→ Required work
In the listing below, how many lines contain the string "really"? Answer with the number only.

Given data Block Start

PR #397, opened 2019-11-22
MySQL Helper Singleton

thedac:
Create singleton to avoid multiple instantiations of the class.

### DIFF
--- a/charmhelpers/contrib/database/mysql.py
+++ b/charmhelpers/contrib/database/mysql.py
@@ -471,6 +471,18 @@ class MySQLHelper(object):
         return password
 
 
+# `_singleton_config_helper` stores the instance of the helper class that is
+# being used during a hook invocation.
+_singleton_config_helper = None
+
+
+def get_mysql_config_helper(cls):
+    global _singleton_config_helper
+    if _singleton_config_helper is None:
+        _singleton_config_helper = cls()
+    return _singleton_config_helper
+
+
 class MySQLConfigHelper(object):
     """Base configuration helper for MySQL."""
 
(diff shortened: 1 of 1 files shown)


charmhelpers/contrib/database/mysql.py
```diff
@@ -471,6 +471,18 @@ def configure_db(self, hostname, database, username, admin=False):
...
+# `_singleton_config_helper` stores the instance of the helper class that is
+# being used during a hook invocation.
+_singleton_config_helper = None
+
+
+def get_mysql_config_helper(cls):
+    global _singleton_config_helper
+    if _singleton_config_helper is None:
+        _singleton_config_helper = cls()
+    return _singleton_config_helper
```
ajkavanagh: I wouldn't pass the class in it means the caller could mess with the singleton.  Also, once set it would no longer have a value.  I'd just code it as:

```python
def get_mysql_config_helper():
    global _singleton_config_helper
    if _singleton_config_helper is None:
        _singleton_config_helper = MySQLConfigHelper()
    return _singleton_config_helper
```

charmhelpers/contrib/database/mysql.py
```diff
@@ -496,6 +508,15 @@ class MySQLConfigHelper(object):
...
 
+    @property
+    def singleton_config_helper(self):
+        """Either returns the already created helper, or create a new one.
+        """
+        global _singleton_config_helper
+        if _singleton_config_helper is None:
+            _singleton_config_helper = get_mysql_config_helper(self.__class__)
+        return _singleton_config_helper
+
```
ajkavanagh: You probably don't need this as well.  It's either/or really.  To do it this way it could be coded as:

```python
class MySQLConfigHelper(object):

    _singleton_config_helper = None

    def __init__(self):
        if self._singleton_config_helper is not None:
            raise RuntimeError("Mustn't instantiate more than once ...")
        # ... and other init stuff

    @property
    def singleton(self):
        """Either returns the already created helper, or create a new one.
        """
        if self._singleton_config_helper is None:
            self._singleton_config_helper = MySQLConfigHelper()
        return self._singleton_config_helper
```

You can even go as far as patching out the `__init__()` on the class during the class, but you don't really need to do that ... :)

---

So you can either go with the module global and a global function, or with the class global and a property singleton to achieve the same effect.

---

My personal preference is the module global/module function, rather than class global/class singleton.  But, that doesn't make the class version more/less bad; it's simply that I prefer functional over object-orientated programming, although strictly speaking, this is "programming with objects" rather than "object-orientated" :)

PR #398, opened 2019-11-26
Update now-deprecated usage of platform.dist

### LINKED ISSUE #293: PendingDeprecationWarning: dist() and linux_distribution() functions are deprecated in Python 3.5
`charmhelpers/osplatform.py:13: PendingDeprecationWarning: dist() and linux_distribution() functions are deprecated in Python 3.5`

Seeing this warning. Looks like it's being deprecated in favor of distro.linux_distribution().

techalchemy:
- Rely instead on `distro.name` which is also `python2.7` compatible
- `distro.name` does not return a tuple but instead only the name of the
  distro which seems to be what is needed
- Fixes #293

Signed-off-by: Dan Ryan <dan.ryan@canonical.com>

### DIFF
--- a/charmhelpers/osplatform.py
+++ b/charmhelpers/osplatform.py
@@ -1,4 +1,5 @@
-import platform
+# -*- coding=utf-8 -*-
+import distro
 
 
 def get_platform():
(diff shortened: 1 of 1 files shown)


techalchemy:
Can be closed in favor of #423 when merged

Given data Block End

→ Written solution
2